** Supplied entries follows **

PR #1668, opened 2020-07-09
[AT-4889] Pass all upload config to frontend

dandds:
This updates both the code and build process so that it's no longer necessary to give details about the task order upload location to the frontend when the JS bundle is compiled. Now, all the config the JS needs to upload a file is passed to it by the `task_orders.upload_token` endpoint. This removes some complexity from the build process and makes the build less brittle.

I'm keeping this in draft mode until I can resolve conflicts with the [open PR](https://github.com/dod-ccpo/atst/pull/1661) to move the Dockerfile to a RHEL base, since I also need to make changes to the Dockerfile.

https://ccpo.atlassian.net/browse/AT-4889


atat/routes/task_orders/new.py
```diff
@@ -100,11 +100,28 @@ def update_and_render_next(
         )
 
 
+def upload_config(csp, config):
+    if csp == "azure" or csp == "hybrid":
```
graham-dds, line 104: There are starting to become enough of these CSP strings floating around that it might be good to throw them into an Enum. Maybe not something to include in this PR, but what's your take?

dandds: Yes, agreed. I think it would touch enough other spots in the code that it's out-of-scope for this PR, but it would be a good cleanup.

PR #1594, opened 2020-05-27
Refine Hybrid implementation to work with new Key Vault.

dandds:
The Terraform code was recently updated to include the Key Vault and app
registration used for managing customer AAD tenants. I ran our Hybrid
test suite using the URL for the new KV and creds for the new app
registration and encountered a few errors that are fixed here.

There were two app registrations used for running the Hybrid test suite:
1. the one that has access to the Key Vault where tenant credentials are
   stored
2. one that lives in the Hybrid tenant and exists strictly for testing
   purposes

I've added a third that has the "Invoice Section Reader" role for our
invoice section. We can't give that permission to 1 since 1 is managed
by TF, and giving that perm to 2 would require making 2 a multi-tenant
app. Instead, I've added a new app registration and accompanying config
for the purposes of running the `test_get_reporting_data` integration
test.

PR #1671, opened 2020-07-09
[AT-5277] Hybrid reporting data

graham-dds:
Addresses: https://ccpo.atlassian.net/browse/AT-5277

Configures the Hybrid Cloud Provider so that it returns reporting data retrieved by querying the Cost Management API.

Normally each portfolio would have its own billing setup, so the service principal created during portfolio provisioning would be able to query the cost management API itself. In our case though, billing setup is mocked during portfolio provisioning, and we don't want to grant the provisioned hybrid service principals the permissions to read our billing data.

In https://github.com/dod-ccpo/atst/pull/1594 we added a special app registration and granted it the "Invoice Section Reader" role for our invoice section so that we could write an integration test for the hybrid's `get_reporting_data` method. In this PR, we use that same app registration not only in the integration test, but every time we call the hybrid's `get_reporting_data` method. With this implementation, the same cost management data will be reported for every profile. This is the expected behavior for the hybrid.

Part of this PR includes a change to the K8s overlays so that the config values related to the hybrid reporting service principal and billing are available. This overlay hasn't been applied yet, but will be after this PR is merged.

image

Running the app locally, we see that the reporting section shows an `Invoiced expended funds` of `$1551.0` and `Estimated  expended funds` of `$500`. This corresponds with the "spend data" [returned by the mock cloud provider](https://github.com/dod-ccpo/atst/blob/staging/atat/domain/csp/cloud/mock_cloud_provider.py#L511:L536).

By running the app with the Hybrid CSP however (e.g. `CSP=hybrd flask run`), we see that we return real data:

image


deploy/overlays/cloudzero-dryrun-staging/flex_vol.yml
```diff
@@ -21,9 +21,9 @@ spec:
...
-              keyvaultobjecttypes: "secret;secret;secret;secret;key;secret;secret;secret;secret;secret;secret"
+              keyvaultobjectnames: "AZURE-STORAGE-KEY;MAIL-PASSWORD;PGPASSWORD;REDIS-PASSWORD;SECRET-KEY;AZURE-TENANT-ID;AZURE-CLIENT-ID;AZURE-USER-OBJECT-ID;AZURE-TENANT-ADMIN-PASSWORD;AZURE-SECRET-KEY;AZURE-HYBRID-TENANT-ID;AZURE-BILLING-ACCOUNT-NAME;AZURE-BILLING-PROFILE-ID;AZURE-INVOICE-SECTION-ID;AZURE-HYBRID-REPORTING-CLIENT-ID;AZURE-HYBRID-REPORTING-SECRET" 
+              keyvaultobjectaliases: "AZURE_STORAGE_KEY;MAIL_PASSWORD;PGPASSWORD;REDIS_PASSWORD;SECRET_KEY;AZURE_TENANT_ID;AZURE_CLIENT_ID;AZURE_USER_OBJECT_ID;AZURE_TENANT_ADMIN_PASSWORD;AZURE_SECRET_KEY;AZURE_HYBRID_TENANT_ID;AZURE_BILLING_ACCOUNT_NAME;AZURE_BILLING_PROFILE_ID;AZURE_INVOICE_SECTION_ID;AZURE_HYBRID_REPORTING_CLIENT_ID;AZURE_HYBRID_REPORTING_SECRET"
+              keyvaultobjecttypes: "secret;secret;secret;secret;key;secret;secret;secret;secret;secret;secret;secret;secret;secret;secret;secret"
```
dandds, line 26: Could you update the "Hybrid Config" section of the deployment guide with this info?

dandds: Also, uuugh, these entries.

PR #1681, opened 2020-07-15
[AT-5362] Rearrange hybrid integration tests

graham-dds:
This PR rearranges hybrid tests so that they more closely resemble real provisioning. Continuing the work of #1653, it moves all tests except subscription-related tests and a hybrid reporting test under the `TestIntegration` class.

You may have noticed that [AT-5362](https://ccpo.atlassian.net/browse/AT-5362) was not originally in this sprint and may be wondering why this PR is up right now. I originally completed the work in this PR in order to support [AT-5373](https://ccpo.atlassian.net/browse/AT-5373), but I ended up changing my approach to [AT-5373](https://ccpo.atlassian.net/browse/AT-5373) mid-ticket. 

The plan I had when I set out on completing [AT-5373](https://ccpo.atlassian.net/browse/AT-5373) was to create a subscription under the the environment created during the hybrid integration tests, using the app registration / service principal also created during those tests. I realized that this wouldn't be a viable approach since we didn't want to give those hybrid test entities the permissions to create subscriptions for our root tenant. So, I moved the subscription creation work to its own PR (#1682), and kept this work here (since it was already completed) to close out [AT-5362](https://ccpo.atlassian.net/browse/AT-5362).


graham-dds:
Right now the hybrid reporting test isn't passing because of our ongoing billing issues with Azure, but the tests in the `TestIntegration` class  should pass.

PR #1683, opened 2020-07-15
task_orders.upload_token should present "hybrid" CSP as "azure"

dandds:
In order for the frontend JS to know that it should upload files to
Azure when the backend is configured to use the hybrid provider (rather
than use a mock uploader), the backend upload_token route should present
both the hybrid and Azure CSP providers as being Azure.

### DIFF
--- a/atat/routes/task_orders/new.py
+++ b/atat/routes/task_orders/new.py
@@ -110,17 +110,23 @@ def upload_config(csp, config):
         return {}
 
 
+def upload_cloud_provider(csp):
+    if csp == "hybrid":
+        return "azure"
+    else:
+        return csp
+
+
 @task_orders_bp.route("/task_orders/<portfolio_id>/upload_token")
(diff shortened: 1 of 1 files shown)


atat/routes/task_orders/new.py
```diff
@@ -110,17 +110,23 @@ def upload_config(csp, config):
         return {}
 
 
+def upload_cloud_provider(csp):
```
graham-dds, line 113: This gets the job done, but I noticed that it's similar in spirit to the function above it. I can't decide if this would be better or not, but what do you think about having `upload_config` be something like `make_upload_args` and having it return a tuple of `(csp, upload_config)`?  It's just one fewer util function to have to keep track of.

dandds: Yeah, I couldn't decide what to do here. I'm not always a fan of tuple return types because sometimes it feels like you're smushing two unlike things together just for concision. I think what would really help clean it up is having the CSP enum you mentioned on a separate PR.

PR #1689, opened 2020-07-17
[AT-5377] Create a default subscription for environment

graham-dds:
Closes [AT-5377](https://ccpo.atlassian.net/browse/AT-5377)

Adds a subscription to an environment when it is created.

Note that for now, we don't actually track the status of subscription creation since it's a long-running async job in Azure. ATAT's only care concerning subscriptions is that a a request to create a subscription is accepted. In the future, we may track the status of this job, but that's out of scope for this PR.

The "meat" of this PR is contained in https://github.com/dod-ccpo/atst/commit/4fdcd2f037741c30c10e5d03d9769b4d0d87558e, but the prior commits were to help `do_create_environment` (where we call the function to kick off the `create_subscription` task) feel a little less crowded.


tests/models/test_environments.py
```diff
@@ -65,3 +66,76 @@ def test_environment_roles_do_not_include_deleted():
     EnvironmentRoles.disable(role_2.id)
 
     assert len(env.roles) == 2
+
+
+class TestBuildSubscriptionPayload:
```
graham-dds, line 71: These tests are mostly the same as when they lived in `test_settings`, but now they build a subscription payload via the model's method.

atat/domain/environments.py
```diff
@@ -39,12 +39,15 @@ def create_many(cls, user, application, names):
...
-        if name is not None:
-            environment.name = name
-            db.session.add(environment)
-            commit_or_raise_already_exists_error(message="environment")
-            return environment
+    def update(cls, environment, new_data):
+        if "name" in new_data:
+            environment.name = new_data["name"]
+        if "cloud_id" in new_data:
+            environment.cloud_id = new_data["cloud_id"]
```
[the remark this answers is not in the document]
dandds: I'm not suggesting you change it here, but this pattern seems a little weird to me: "Give me a dictionary with anything in it and I'll decide how to mutate the environment's state". I think a known set of kwargs might be better.

atat/jobs.py
```diff
@@ -163,23 +173,45 @@ def do_create_environment(csp: CloudProviderInterface, environment_id=None):
...
         payload = EnvironmentCSPPayload(
             tenant_id=tenant_id, display_name=environment.name, parent_id=parent_id
         )
         env_result = csp.create_environment(payload)
-        environment.cloud_id = (
-            f"/providers/Microsoft.Management/managementGroups/{env_result.name}"
+        cloud_id = f"/providers/Microsoft.Management/managementGroups/{env_result.name}"
+        Environments.update(environment, new_data={"cloud_id": cloud_id})
+
+        create_subscription.delay(environment_id=environment.id)
```
dandds, line 188: Do you think we definitely need to run this as a separate, chained background task, or would it be fine to have both happen in the same task? (If so, this might be a good use case for some more advanced Celery functionality for chaining tasks: https://docs.celeryproject.org/en/stable/userguide/canvas.html#chains). Curious what @tomdds thinks, since he's spent a lot of time pondering when/how to chain provisioning jobs.

atat/models/environment.py
```diff
@@ -69,11 +72,31 @@ def __repr__(self):
...
+        display_name = f"{self.application.name}-{self.name}-{token_urlsafe(6)}"
+
+        return SubscriptionCreationCSPPayload(
+            tenant_id=csp_data.get("tenant_id"),
+            display_name=display_name,
+            parent_group_id=parent_group_id,
+            billing_account_name=billing_account_name,
+            billing_profile_name=csp_data.get("billing_profile_name"),
+            invoice_section_name=invoice_section_name,
+        )
```
dandds, line 102: I tend to think that the models should stay as "data bags" and only know their own data from the db _or_ information that's easily derived from that data. This requires that it know implementation details about subscription creation.

I've noticed there's a gap between the Celery tasks and the Azure cloud interface: who or what should be responsible for building the payloads? It requires a lot of specific implementation knowledge and rooting around for pieces of data. For other tasks we've built the payload in the task itself, which doesn't work in your case because you also need to do it in the route. I wonder if we should make factory functions available from the cloud module, like `build_subscription_creation_payload`.

atat/domain/environments.py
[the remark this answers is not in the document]
graham-dds: > but this pattern seems a little weird to me

Agreed, but refactoring seemed to be out of scope for this PR. I feel like we should fix all instances of this pattern in one go.

atat/jobs.py
graham-dds: My goal here was to design this flow so that failing to create a subscription would not fail the entire `create_environment` job. And since management groups and subscriptions are both long-running jobs in Azure, even though we don't track subscription creation right now, I thought it would be good to define them in separate tasks in the event we do track them.

Looking into Celery chains could be interesting. What's the benefit of having a chained task vs a separete background task vs combining the logic in the same task?

atat/models/environment.py
graham-dds: > This requires that it know implementation details about subscription creation.

True, but only insofar as this property needs to know which elements of its `own data from the db or information that's easily derived from that data` to grab to hand back when accessing the property. The only data that's not accessed from data in the environment, its parent application, or parent portfolio is global config, `billing_account_name`. 

That being said, I agree that `who or what should be responsible for building the payloads?` is an important question. Not only does a subscription require "knowledge" of many ATAT entities, but it's also highly Azure-specific. So I'm definitely shying away from keeping this on the model, which is designed to be a generic cloud entity, but yeah, where does it go? I could see it being a piece of the Azure Cloud provider 👍

graham-dds: @dandds and I talked this through on Zoom and we moved this logic to the job. This also resulted in making the call to create a subscription from the routes a [celery task](https://github.com/dod-ccpo/atst/pull/1689/commits/fa0417add1a900d1c9a1f763f24a08d6c377ba36#diff-0a93d93aab584c4f5030a0e119600cbaR536-R538).

atat/jobs.py
tomdds: > What's the benefit of having a chained task vs a separete background task vs combining the logic in the same task?

Chained tasks have an association with one another, so we can see what jobs created which other jobs, which gives us better insight into the goings-ons. Combining the logic means that you don't have discrete tasks for work, also any unexpected errors in the subscription creation would then fail the environment creation as well.

Based on the API docs Dan linked, I'm not sure you can add a task to the current chain from within a task, it seems like the chain needs to be established when the current task is called. Since this task is usually triggered via a beat worker, I'm not sure how much upstream code/arch would need to change to support the chaining. The basic change I would try to make here is to figure out how to at least log the connection between this `create_environment` task and the `create_subscription` task.

tests/models/test_environments.py
```diff
@@ -6,6 +6,7 @@
 from atat.domain.environment_roles import EnvironmentRoles
 
 from tests.factories import *
+from atat.domain.csp.cloud.models import SubscriptionCreationCSPPayload
```
tomdds, line 9: Doesn't look like this is used in this file, can it be removed?

graham-dds: https://github.com/dod-ccpo/atst/pull/1689/commits/6b1102eea6f9b51261525f90989be5d72af3df9d

atat/jobs.py
tomdds: Yeah, that should give us enough connections to trace. @dandds thoughts?

dandds: LGTM!

PR #1708, opened 2020-07-31
Use Location header to get completed management group

graham-dds:
Creating management groups is an async operation. After sending
the initial request to create a management group, Azure returns a
response that contains two important headers: Azure-AsyncOperation and
Location. The former reports the status of the async job, and until now
was the only header we needed to track.

GETing the URL specified in the Azure-AsyncOperation header would return
a payload like:
```
{
    "id": "/providers/Microsoft.Management/operationResults/create/asyncOperation/status/managementGroups/<uuid>",
    "name": "<uuid>",
    "status": "Succeeded",
    "properties": {
        "tenantId": "<tenant_id>",
        "displayName": "Hybrid :: Application Name 0",
        "details": {
            "version": 1,
            "updatedTime": "2020-07-31T20:32:29.9423339Z",
            "updatedBy": "<user_uuid>",
        },
    },
}
```

Things to note here:
 - the id contains "operationResults/create/asyncOperation/status",
   which we don't want
 - there is no information about the parent, which we expect in the
   response

Even though the docs say "If your operation returns this value, always
use it (instead of Location) to track the status of the operation", I
found that by GETing the url provided by the Location header, we receive
the expected payload:
```
{
    "id": "/providers/Microsoft.Management/managementGroups/<uuid>",
    "type": "Microsoft.Management/managementGroups",
    "name": "<uuid>",
    "properties": {
        "tenantId": "<tenant_id>",
        "displayName": "Hybrid :: Application Name 0",
        "details": {
            "version": 1,
            "updatedTime": "2020-07-31T20:32:29.9423339Z",
            "updatedBy": "<user_uuid>",
            "parent": {
                "id": "/providers/Microsoft.Management/managementGroups/<tenant_id>,
                "name": "<tenant_id>",
                "displayName": "Tenant Root Group",
            },
        },
    },
}
```
I _believe_ that just relying on the Azure-AsyncOperation header url was
enough up to this point, but something must have changed on Azure's end
such that this url no longer provided the same payload.

Now, we use the Azure-AsyncOperation header URL to track the status of
the job. When we get a status of "Succeeded", we then use the Location
url to get the full payload for the created management group.

### DIFF
--- a/tests/domain/cloud/test_azure_csp.py
+++ b/tests/domain/cloud/test_azure_csp.py
@@ -1544,7 +1544,11 @@ class TestCreateManagementGroup:
         mock_session_object = Mock()
         mock_session_object.put = Mock(
             return_value=mock_requests_response(
-                status=202, headers={"Azure-AsyncOperation": "http://url.com"}
+                status=202,
+                headers={
+                    "Azure-AsyncOperation": "http://status_url.com",
+                    "Location": "http://result_url.com",
+                },
             )
         )
         mock_azure.sdk.requests.Session.return_value = mock_session_object
@@ -1561,7 +1565,7 @@ class TestCreateManagementGroup:
             "management_group_id", "display_name", "tenant_id"
         )
         mock_poll_management_group_creation_job.assert_called_once_with(
-            "http://url.com", mock_session_object
+            "http://status_url.com", "http://result_url.com", mock_session_object
         )
 
     def test_raises_exceptions(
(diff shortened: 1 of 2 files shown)


tests/domain/cloud/test_azure_csp.py
```diff
@@ -1633,9 +1645,13 @@ def make_error(status):
...
 
         with pytest.raises(ResourceProvisioningError):
-            mock_azure._poll_management_group_creation_job("url", mock_session_object)
+            mock_azure._poll_management_group_creation_job(
+                "stataus", "result", mock_session_object
+            )
         with pytest.raises(ResourceProvisioningError):
-            mock_azure._poll_management_group_creation_job("url", mock_session_object)
+            mock_azure._poll_management_group_creation_job(
+                "stataus", "result", mock_session_object
```
okaycj-atat, line 1653: Not a big deal, but "stataus" is misspelled.

graham-dds: Thanks! Fixed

** End of Supplied entries **

Problem to work on — Copy every line of the records above that contains "separete".

Solution —
Looking into Celery chains could be interesting. What's the benefit of having a chained task vs a separete background task vs combining the logic in the same task?
tomdds: > What's the benefit of having a chained task vs a separete background task vs combining the logic in the same task?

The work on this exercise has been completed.